Objectives:

Single-energy Bragg Peak (SEBP) is a novel conformal proton FLASH technique that enables precise adaptation of the protons to the distal edge of the target by using beam-specific range compensators (RC) and universal range shifters (URS). Through multiple-field optimization (MFO), this technique can achieve plan quality comparable to conventional intensity-modulated proton therapy (IMPT), significantly outperforming transmission beam (TB) FLASH. This approach faces challenges in cases where OARs are surrounded by tumor target, as achieving OAR sparing while maintaining sufficient tumor coverage becomes more challenging. To address this problem, we propose a novel method combining target’s distal tracking of the SEBP with OAR tracking to reduce the dose to OARs while simultaneously improving target coverage, thereby easing the challenge of balancing these two conflicting conditions during optimization.

Methods:

SEBP delivers doses to the target using distal tracking method, which shoots through the OARs inside of a Donough-shaped target. In our study, a raytracing algorithm was used to detect the boundaries of OAR contours. When the proton path passes through the target, crosses the OAR, and then reaches the distal edge of the target on the other side, the Bragg peak stops at the distal edge of the first section of the target that protons pass through, just before reaching the OARs, to avoid unnecessary exposure. The resulting dose deficit in the target on the other side is patched with another beam delivering radiation in the same manner. To evaluate this method, a phantom with a doughnut-shaped target and spinal cord tumor were employed to assess the dosimetric metrics of both distal tracking and OAR tracking plans. In this study, 3 beams (0, 90, and 270 degree) were used. The phantom plan was prescribed a single fraction of 8 Gy, Whereas the spinal cord tumor case followed a standard-of-care prescription of 15 Gy in one fraction in the context of stereotactic body radiation therapy (SBRT).

Results:

SEBP plans incorporating OAR tracking exhibited superior performance in reducing both mean and maximum doses to the OAR, as well as enhancing dose uniformity to the target, in both phantom and patient studies compared to regular SEBP plans. For instance, in the phantom study, the mean dose to the OAR was reduced by approximately 40%, and the maximum dose was decreased from 13 Gy to 8 Gy.

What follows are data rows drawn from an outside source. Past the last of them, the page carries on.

PR #583, opened 2020-02-24
Clean & harden normal tests

benrubson:
Hi,

I widely cleaned normal tests, and also hardened them.

For example, I now check / wait that FS is mounted after mount.
And dismounted after unmount.
This makes the normal tests to correctly run on FreeBSD CI :
https://cirrus-ci.com/task/4619255987568640

This should also help other OS.

Thx 👍


rfjakob:
Did you run some kind of code formatter here? There's almost no line unchanged!

benrubson:
You're rather right, I mainly re-organized `normal.t.pl` file, making it easier to read.

I then added a test after mount, to wait for FS to be mounted.
And a test after unmount, to wait for the FS to be unmounted.
This is the main modification, which makes normal tests to correctly run on FreeBSD CI.

The other modification is the file creation test, I modified :
`qx(date > "$crypt/df.txt");`
into :
`system("cat $0 > $decrypted/create");`
The test is then :
`system("diff $0 $decrypted/create");`

So, in addition to be "FreeBSD compliant", this file is easier to read, it will be easier to modify in the future to add new tests etc...

PR #584, opened 2020-02-25
Remove confusing LARGEFILE warning

benrubson:
Hi,

This PR removes a confusing & not needed compilation warning.

Thx 👍


rfjakob:
Hmm, isn't it bad when O_LARGEFILE is not supported? Should we throw an error instead of a warning?

benrubson:
No, as we use compilation option `_FILE_OFFSET_BITS=64`.
In addition, where `O_LARGEFILE` is used in the code, it is simply passed-through, not explicitly used.
So there's no reason to get `O_LARGEFILE` if it's not supported on the system...

PR #595, opened 2020-03-01
Add Windows CI

benrubson:
Hi,

Good news, I managed to get a working Windows CI.
Some integration tests are failing, as expected, but the whole process is OK 👍

Ben

PR #597, opened 2020-03-03
Reorganize CI files

benrubson:
Hi,

As discussed in #595, here's a PR which reorganize CI files, for easier upcoming updates.

Thank you 👍 

Ben


benrubson:
_#583 should be merged first so that FreeBSD tests won't fail / timeout._

benrubson:
This now builds / tests correctly, thus you should be able to approve it @rfjakob.
Many thx 👍

.gitattributes
```diff
@@ -0,0 +1 @@
+* text=auto eol=lf
```
rfjakob: I think this should be in the Windows PR?

benrubson: I've then removed it, I'll add it into Windows PR.
Thank you for your review 👍

benrubson:
Let's approve this if you have some seconds @rfjakob ?
Many thanks 👍

PR #2298, opened 2022-06-07
fix: Union test mock generator

calvincestari:
This PR:
1. Adds a target dependency to the `ApolloTestSupport` package.
2. Adds the generation of test mock extensions for `Union` types that conform to `MockFieldValue`.

Alternatives solutions for `Union` conforming to `MockFieldValue`
- Change the `Union` protocol declaration to add conformance to `MockFieldValue`; the extension then to implement the typealias can be in that file or elsewhere. The problem with this approach is that `MockFieldValue` references `AnyMock` and attempting to `import ApolloTestSupport` creates a circular dependency. Bringing the `AnyMock` declaration into `ApolloAPI` resolves build errors in `Union.swift` but makes `Union` unusable in `ParentType` because of the associated type requirement - `Protocol 'Union' can only be used as a generic constraint because it has Self or associated type requirements`.
-


calvincestari:
@AnthonyMDev let's discuss this again in the morning but I think generating the union test mock extensions may be the best solution.

AnthonyMDev:
Looks like you've got a test that needs updating, but otherwise I'm good to ship this!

Additionally, target dose uniformity improved by 20% .The mean dose of the spinal cord in the tumor was also significantly reduced with OAR tracking.

Conclusion(s):

By combining SEBP with OAR tracking, the potential FLASH sparing effect is maintained, while also resolving the conflicting objectives of enhancing target coverage and minimizing dose to OARs adjacent to the target. This approach demonstrates significant advantages in treating spinal tumors using proton FLASH.